Colour is one of the most important components of painting. Unfortunately the physics of colour is quite complicated and so is the scientific terminology. Fortunately we don’t have to remember any of it - just be aware of what happens. It’s like grammar - you don’t have to know what a subjunctive is to use it.

So, without going into the physiological processes to explain the impact of colour on the eye, suffice it to say that all colours have physical qualities.

Pure or saturated colours can be identified when a glass prism is used to physically break up a shaft of light into its constituent colours. These pure colours are technically referred to as hues. Their degree of purity is known as tone.

The three primary colours are red, yellow and blue. On a colour wheel they are separated by intermediate colours - which harmonise with each other. Complimentary colours lie opposite each other - and they give a feeling of contrasting.

Theoretically when the three primary colours are mixed together the result is white, and a total absence of colour results in black.
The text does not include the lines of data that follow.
PR #1748, opened 2019-01-28
#1604 Disable SyncLab/ShapeLab buttons when nothing or illegal object is selected

### LINKED ISSUE #1604: ShapesLab / SyncLab: Add button should be disabled when nothing/illegal object is selected
As discussed in #1566, we will discuss whether the button on the pane should be disabled or not when nothing / something illegal is selected.  Related to #1573, where we decided that for ribbon buttons, we will grey them out.
Popups are more expressive, giving more information to the user while disabled buttons are less distracting. We could use tooltips with disabled buttons to give the same information to the user.

SyncLab might need to change too to standardise this.

@alexfjw @junkiattan We can discuss more in this issue.

ChesterSng:
Fixes #1604 

**In Progress**
1. Need to change some tests
2. Need to standardise disabled button appearances

**Outline of Solution**

Added an event handler in `SyncPane` and `ShapesLab` to handle selection change. When nothing/illegal objects are selected, the `Copy` and `Add` button will be disabled. The tooltip on mouse over will still show as below. 

image


PowerPointLabs/PowerPointLabs/ShapesLab/CustomShapePane.cs
```diff
@@ -1685,5 +1747,7 @@ private void InitToolTipControl()
             toolTip1.SetToolTip(addShapeButton, ShapesLabText.AddShapeToolTip);
         }
         #endregion
+
```
ChesterSng: Remove these lines

blewjy:
@ChesterSng I think if we can have a popup to alert the user that they were attempting to add an illegal object will be good. If we were just to disable it for illegal objects the user might just assume that the lab is not working as it should. Having a response for illegal object should be more informative for the user.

Things are not so simple for a painter, and we must use white and black pigments to obtain these effects.

The tonal values of colours are their relative lightness or darkness. For example, on a colour wheel, blue and purple are darker than yellow and orange. In painter’s terms, shades are produced by mixing colours with black pigment and tones result when colours are mixed with white paint.

Because of the physical effect on the human eye, colours are also considered to have a kind of temperature, with reds and yellows being warm and blues and greens are cool. Warm colours have a tendency to advance towards the viewer, whereas cool colours recede.

In addition to these physical features, colours are also imbued with cultural values. In an Anglo Saxon society, white is used at weddings (whereas in some countries it is used at funerals) and black is usually considered appropriate for sombre occasions (but in some parts of the world it is considered a lucky colour).

Now, forget all of the above and just try to remember the most important effects:

Reds and yellows have a warm feeling and seem to advance towards you - cool colours like blues and greens do the opposite – they appear to receed into the background.

In my copy of this late Van Gogh (Peach Blossom in the Crau) I have used reds and yellows in the path in the foreground. Almost everything else in the painting is green or blue - except for the buildings which are ochre and the blossoms which, although essentially white, they do have a touch if pink in pigment. I hope this emphasises their relative importance in the composition.